For the next five years CRI has developed a road map to address above issues in a very comprehensive Research programme which focuses on coconut breeding, tissue culture, climate change and adaptations, good agronomic practices, yield forecast and estimation, pest and disease management, value addition, health benefits of coconut, value chain analysis and policy recommendations and development programme which focuses mainly on maintenance of seed gardens for production of high quality planting material, land suitability assessments for coconut in non-traditional areas and technology dissemination to stakeholders. The Institute eight research divisions with well-equipped laboratories, a technology transfer division, four Genetic Resources Centers (Seed Gardens), seven Research Stations and service providing divisions functioning as one organization to accomplish the Research and Development needs of the coconut sector. In addition, CRI provides several services to stakeholders, works very closely and collaboratively with many universities nationally and internationally, other government organizations and coconut sector entrepreneurs to develop and disseminate technologies. The CRI has streamlined its R & D programmes to align with national priorities and aims to serve the stakeholders in a better manner in the coming years.

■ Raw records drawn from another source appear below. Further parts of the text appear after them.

PR #3746, opened 2022-08-15
Fix 99% staking bug

### LINKED ISSUE #3739: Update Motions Slider with Max and Min buttons
### Description

Motions have had a 99% issue on the staking slider for almost 1 year with Shapeshift repeatedly reporting it and Colony recently experiencing it ourselves on the MetaColony. So, we need to prioritise a fix for it.

An alternate way of approaching this that we would like to implement is to add a `min` and a `max` button to the slider.

- The `min` button will be used to set the staking to the 10% threshold that allows a Motion to appear in the actions list.
- If the `min` 10% threshold of the Motion has already been met, then the `min` button will be disabled with a tooltip stating "Minimum threshold has already been met for this Motion.".

- The `max` button will be used to set the full value of the required stake. This will use the actual value and not the value set by using the slider, however, the slider should still fill up. (We are hoping this will fix the issue)
- If the user does not have enough to cover the required stake, then the `max` button will use all users available activated tokens.
- If the Motion already has some stake, then it will use the required stake minus the value of what is already staked.

You can see a reference to the issue history here for context - https://github.com/JoinColony/colonyDapp/issues/2733

### Design

[Figma link](https://www.figma.com/file/CCgGsBzhX3BUENS1IvgP7N/Motions-%26-Disputes?node-id=6692%3A186298)

View already staked sees

chinins:
## Description

This PR fixes the max staking in slider that in some cases produced only 99% staked.

It has been decided not to implement min and max buttons as it wouldn't help the bug and then the UI would get confusing and the slider logic would be even more complicated.

The bug is caused by rounding calculations in `Decimal`. I've added a direct check if the slider is 100% staked.

I've also added `log.verbose` with all the relevant staking values in case the bug persists and we need to investigate further in production.

This bug is hard to replicate, but what worked for me is either really large mounts or really small amounts and a combination of both (for reputation, so basically paying a user). I paid 1 billion and then 2 more tokens. You can try these amounts to replicate.

I'll try to replicate on QA, will add a link to the colony/motion if I manage to.

Resolves #3739

### DIFF
--- a/src/modules/dashboard/components/ActionsPage/StakingWidget/StakingWidget.tsx
+++ b/src/modules/dashboard/components/ActionsPage/StakingWidget/StakingWidget.tsx
@@ -135,13 +135,21 @@ const StakingWidget = ({
     pipe(
       mapPayload(({ amount }) => {
         if (data?.motionStakes) {
-          const { minUserStake } = data.motionStakes;
+          const { minUserStake, maxUserStake } = data.motionStakes;
+
+          let finalStake;
           const stake = getDecimalStake(amount);
-          const stakeWithMin = new Decimal(minUserStake).gte(stake)
-            ? new Decimal(minUserStake)
-            : stake;
+
+          if (amount === 100) {
+            finalStake = maxUserStake;
+          } else if (amount === 0 || new Decimal(minUserStake).gte(stake)) {
+            finalStake = minUserStake;
+          } else {
+            finalStake = stake.toString();
+          }
+
           return {
-            amount: stakeWithMin.round().toString(),
+            amount: finalStake,
             userAddress: walletAddress,
             colonyAddress,
             motionId: bigNumberify(motionId),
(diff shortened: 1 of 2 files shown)


arrenv (commented):
It seems to make sense. I have not been able to reliably replicate. But after talking to Alex, we should be able to get it to way we think is the cause after 2 reputation mining cycles, which should happen after 2 payments. I will test again when I run the dev environment again later today.

ArmandoGraterol (approved):
Managed to reproduce the bug on master, but unfortunately, I had the monitor active (I had it on so that I would have more "random" values, it was a last effort of mine to replicate this bug), and I couldn't stay on the exact rep amount where I replicated it.

The logic looks good and from what I've been testing the slider works as expected in this branch, hopefully, the problems with the infamous 99% are solved by this.

arrenv (approved):
Again, a difficult one to replicate, but when I do, it seemingly seems resolved.

danbr (approved):
Looks reasonable..... I tried, but i couldn't provoke the issue.

arrenv:
Just noting here that we have been able to replicate this consistently on QA with 50,000 Minted and one payout of 40,000.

The Institute’s main strength is the innovative, academically sound, well-experienced and dedicated staff. Because of this knowledge pool, CRI is recognized as an International Training Institute for coconut development officers by the International Coconut Community (ICC).

The web site illustrates our contribution for the coconut sector in many ways and I hope this website will serve the purpose and every one will enjoy reading it. Finally, we look forward to receive the feedbacks for continuous improvement of the web site along the way.